-- Work item --
Below are the records; copy out every line that holds the word "soft".

-- Dataset records --
PR #8317, opened 2022-03-21
MB-11814-advance-backend

NamibiaTorres:
## Summary
This PR is complete when:

- [x] The properties advanceRequested and advance should be added to the UpdatePPMShipment request definition in internal.yaml.

- [x] The property advance should be added to the PPMShipment response definition in internal.yaml

- [x] The payload to model functions and model to payload functions for PPM shipments should be updated to transform values from one to the other.

- [x] Add a boolean pointer field to the PPMShipment model for the advance_requested field that exists in the database but is not defined on the model.

- [x] In the ppm_shipment_updater service the [mergePPMShipment](https://github.com/transcom/mymove/blob/2b64113c86611a3445383b331781fa3ac751abcc/pkg/services/ppmshipment/validation.go#L57) method is updated to incorporate the advance fields 

- [x] clear an existing advance value if the advanceRequested is marked as false

- [x] New validation rules areadded to prevent an advance from being set above the estimated incentive amount, an advance with a value less than 1, or advanceRequested being true and with no advanced amount provided.
- [x] A migration for the new field advance_requested and updated comments for advance

## Setup to Run Your Code

<details>
##### Terminal 1

Regerate the server if it is not up to date

```sh
make server_generate
```

##### Terminal 2

Run tests

```sh
go test ./pkg/services/ppmshipment --testify.m TestMergePPMShipment -v

```

</details>

### Backend


pkg/services/ppmshipment/validation.go
```diff
@@ -65,15 +65,17 @@ func mergePPMShipment(newPPMShipment models.PPMShipment, oldPPMShipment *models.
...
-
 	ppmShipment.HasProGear = services.SetNoNilOptionalBoolField(newPPMShipment.HasProGear, ppmShipment.HasProGear)
-
 	ppmShipment.EstimatedWeight = services.SetNoNilOptionalPoundField(newPPMShipment.EstimatedWeight, ppmShipment.EstimatedWeight)
 	ppmShipment.NetWeight = services.SetNoNilOptionalPoundField(newPPMShipment.NetWeight, ppmShipment.NetWeight)
 	ppmShipment.ProGearWeight = services.SetNoNilOptionalPoundField(newPPMShipment.ProGearWeight, ppmShipment.ProGearWeight)
 	ppmShipment.SpouseProGearWeight = services.SetNoNilOptionalPoundField(newPPMShipment.SpouseProGearWeight, ppmShipment.SpouseProGearWeight)
-
 	ppmShipment.EstimatedIncentive = services.SetNoNNilOptionalInt32Field(newPPMShipment.EstimatedIncentive, ppmShipment.EstimatedIncentive)
+	ppmShipment.Advance = services.SetNoNilOptionalCentField(newPPMShipment.Advance, ppmShipment.Advance)
```
pearl-truss, line 74: Does `ppmShipment.AdvanceRequested` also need to be set in this function?

pearl-truss (commented):
What I saw looks good! I just left a comment about the `validation.go` file. 

And I also believe the `AdvanceRequested` field should be added in `payload_to_model.go` and `model_to_payload` under `handlers/internalapi/internal/payloads`

pkg/services/ppmshipment/validation.go
duncan-truss: Yea I think this needs to take into account clearing a previously requested advance too.  So if advanceRequested was previously set to true and advance had a value but now we want advanceRequested to be false and the advance value gets cleared (set back to nil)

migrations/app/migrations_manifest.txt
```diff
@@ -711,3 +711,4 @@
 20220304192644_archive-reimbursements-table.up.sql
 20220308211442_update_origin_duty_location_to_gbloc_view.up.sql
 20220308221248_fix_duty_station_triggers.up.sql
+20220321233308_add_advance_requested.up.sql
```
felipe-lee, line 714: Can you commit the migration?

pkg/services/ppmshipment/validation.go
```diff
@@ -65,15 +65,17 @@ func mergePPMShipment(newPPMShipment models.PPMShipment, oldPPMShipment *models.
...
+
+	if newPPMShipment.Advance != nil {
+		ppmShipment.Advance = newPPMShipment.Advance
+	}
```
felipe-lee, line 78: I think this might be partially duplicating what line 74 is doing above.

pkg/services/ppmshipment/validation_test.go
```diff
@@ -35,6 +36,8 @@ func setupShipmentData() (data dataSetup) {
 		HasProGear:          models.BoolPointer(true),
 		ProGearWeight:       &proGearWeight,
 		SpouseProGearWeight: &spouseProGearWeight,
+		Advance:             &advanceCents,
```
felipe-lee, line 39: The function Pearl added in #8303 here: https://github.com/transcom/mymove/pull/8303/files#diff-d6b58d2dc6179aa48c22df923c9cb4d145428d1f699b64f05e439c80a2caeb88R60-R64 could be used here in your PR. Just letting you know you could copy that function if you wanted to be able to use it on this line, but it's not something that actually needs to happen.

swagger-def/internal.yaml
```diff
@@ -2669,6 +2675,18 @@ definitions:
       estimatedIncentive:
         type: integer
         x-nullable: true
+      advance:
+        description: >
+          The amount request for an advance, or null if no advance is requested
+        type: integer
+        format: cents
+        x-nullable: true
+        x-omitempty: false
```
felipe-lee, line 2684: I think you can leave the `x-omitempy` out of this since we don't want to require the key be passed in when the value is not being updated

migrations/app/migrations_manifest.txt
NamibiaTorres: Yes, it was hiding in the Unversioned FIles section

pkg/handlers/converters.go
```diff
@@ -190,6 +190,15 @@ func FmtCost(c *unit.Cents) *int64 {
...
 
+// FmtCostToInt64 converts pop type to go-swagger type
+func FmtCostToInt64(c *int64) *unit.Cents {
+	if c == nil {
+		return nil
+	}
+	cost := unit.Cents(*c)
+	return &cost
+}
+
```
felipe-lee, line 201: We have a function for this in the `handlers/converters_strfmt.go` file: https://github.com/transcom/mymove/blob/c60e4594ed1c060060c119844d39de3858af0eae/pkg/handlers/converters_strfmt.go#L45-L53

migrations/app/migrations_manifest.txt
felipe-lee: Awesome, thanks!

pkg/services/ppmshipment/validation.go
```diff
@@ -65,15 +75,22 @@ func mergePPMShipment(newPPMShipment models.PPMShipment, oldPPMShipment *models.
...
-
 	ppmShipment.EstimatedIncentive = services.SetNoNNilOptionalInt32Field(newPPMShipment.EstimatedIncentive, ppmShipment.EstimatedIncentive)
+	ppmShipment.Advance = services.SetNoNilOptionalCentField(newPPMShipment.Advance, ppmShipment.Advance)
+	ppmShipment.AdvanceRequested = services.SetNoNilOptionalBoolField(newPPMShipment.AdvanceRequested, ppmShipment.AdvanceRequested)
+
+	if newPPMShipment.Advance != nil {
+		ppmShipment.Advance = newPPMShipment.Advance
+	}
+
+	if !*newPPMShipment.AdvanceRequested {
```
pearl-truss, line 91: I believe this is causing an `invalid memory address or nil pointer dereference` I'm seeing when the frontend is integrated in the backend in this PR https://github.com/transcom/mymove/pull/8303

pkg/services/ppmshipment/validation.go
```diff
@@ -74,7 +74,7 @@ func mergePPMShipment(newPPMShipment models.PPMShipment, oldPPMShipment *models.
 	ppmShipment.Advance = services.SetNoNilOptionalCentField(newPPMShipment.Advance, ppmShipment.Advance)
 	ppmShipment.AdvanceRequested = services.SetNoNilOptionalBoolField(newPPMShipment.AdvanceRequested, ppmShipment.AdvanceRequested)
 
-	if ppmShipment.AdvanceRequested == nil && !*ppmShipment.AdvanceRequested {
+	if ppmShipment.AdvanceRequested == nil || !*ppmShipment.AdvanceRequested {
```
felipe-lee, line 77: Ah, I think this might need to be 
```go
if ppmShipment.AdvanceRequested != nil && !*ppmShipment.AdvanceRequested
```

pkg/services/ppmshipment/rules.go
```diff
@@ -76,3 +76,36 @@ func checkRequiredFields() ppmShipmentValidator {
...
+
+		if newPPMShipment.AdvanceRequested == nil && newPPMShipment.Advance == nil {
+			return verrs
+		}
+
+		if !*newPPMShipment.AdvanceRequested && newPPMShipment.Advance == nil {
+			return verrs
+		}
+
+		if !*newPPMShipment.AdvanceRequested && newPPMShipment.Advance != nil {
```
pearl-truss, line 93: This creates a nil pointer dereference error

pkg/handlers/converters_strfmt.go
```diff
@@ -66,3 +66,13 @@ func FmtUUIDToPop(u strfmt.UUID) uuid.UUID {
...
+
+// PoundPtrFromInt64Ptr converts go-swagger type to pop type
+func PoundPtrFromInt64Ptr(num *int64) *unit.Pound {
+	if num == nil {
+		return nil
+	}
+	value := int(*num)
+	pound := unit.Pound(value)
+	return &pound
+}
```
felipe-lee, line 78: A note for reviewers, this function is still the same, we just moved it because it was in the wrong converters file. It's still the same package so no other code change was needed related to this.

pkg/services/ppmshipment/rules.go
```diff
@@ -76,3 +76,42 @@ func checkRequiredFields() ppmShipmentValidator {
...
+
+		if float64(*newPPMShipment.Advance) > float64(*newPPMShipment.EstimatedIncentive)*0.6 {
+			verrs.Add("advance", "Advance can not be greater than 60% of the estimated incentive")
+		}
+
+		if float64(*newPPMShipment.Advance) < float64(1) {
+			verrs.Add("advance", "Advance can not be  value less than 1")
+		}
+
+		if *newPPMShipment.AdvanceRequested && *newPPMShipment.Advance == 0 {
```
ronaktruss, line 111: Do we need this check? Is the check above not sufficient? 

Also shouldn't we be checking `newPPMShipment.Advance` to see if this is nil before dereferencing? (While the UI doesn't allow this, we should generally make the server validation agnostic of the validations on the FE.)

duncan-truss:
When I integrate with Pearl's PR I get this validation error when going over the 60% of the estimated incentive.  My understanding was this is supposed to be a soft validation to match the frontend and that we would only return an error if it exceeded the estimated incentive value itself. @pearl-truss 

Screen Shot 2022-03-29 at 11 50 51 AM

pearl-truss:
> When I integrate with Pearl's PR I get this validation error when going over the 60% of the estimated incentive. My understanding was this is supposed to be a soft validation to match the frontend and that we would only return an error if it exceeded the estimated incentive value itself. @pearl-truss
> 
> Screen Shot 2022-03-29 at 11 50 51 AM

I'm not seeing that error in my branch that has some of the changes from this branch pulled in
Screen Shot 2022-03-29 at 12 28 41 PM

pkg/services/ppmshipment/rules.go
```diff
@@ -76,3 +76,42 @@ func checkRequiredFields() ppmShipmentValidator {
...
+		if !*newPPMShipment.AdvanceRequested && newPPMShipment.Advance == nil {
+			return verrs
+		}
+
+		if !*newPPMShipment.AdvanceRequested && newPPMShipment.Advance != nil {
+			verrs.Add("advance", "Advance must be nil if advance requested is false")
+		}
+
+		if float64(*newPPMShipment.Advance) > float64(*newPPMShipment.EstimatedIncentive)*0.6 {
+			verrs.Add("advance", "Advance can not be greater than 60% of the estimated incentive")
```
pearl-truss, line 104: I tracked down the issue that @duncan-truss flagged (I was able to reproduce it by pressing the submit button)

Seems be triggered by this line. I think we don't want an explicit rule here because it should be possible for them to submit with a requested advance over 60%

Screen Shot 2022-03-29 at 12 36 03 PM

felipe-lee: Ah right, the hard limit is 100% right?

pearl-truss (approved):
LGTM

pkg/services/ppmshipment/rules.go
pearl-truss: yeah

gidjin (approved):
I reviewed the DB changes in the other PR #8303 so marking the DB work good to go.

duncan-truss (approved):
🎉 Re-tested the validation rule and all looks well.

-- Answer to this problem --
When I integrate with Pearl's PR I get this validation error when going over the 60% of the estimated incentive.  My understanding was this is supposed to be a soft validation to match the frontend and that we would only return an error if it exceeded the estimated incentive value itself. @pearl-truss 
> When I integrate with Pearl's PR I get this validation error when going over the 60% of the estimated incentive. My understanding was this is supposed to be a soft validation to match the frontend and that we would only return an error if it exceeded the estimated incentive value itself. @pearl-truss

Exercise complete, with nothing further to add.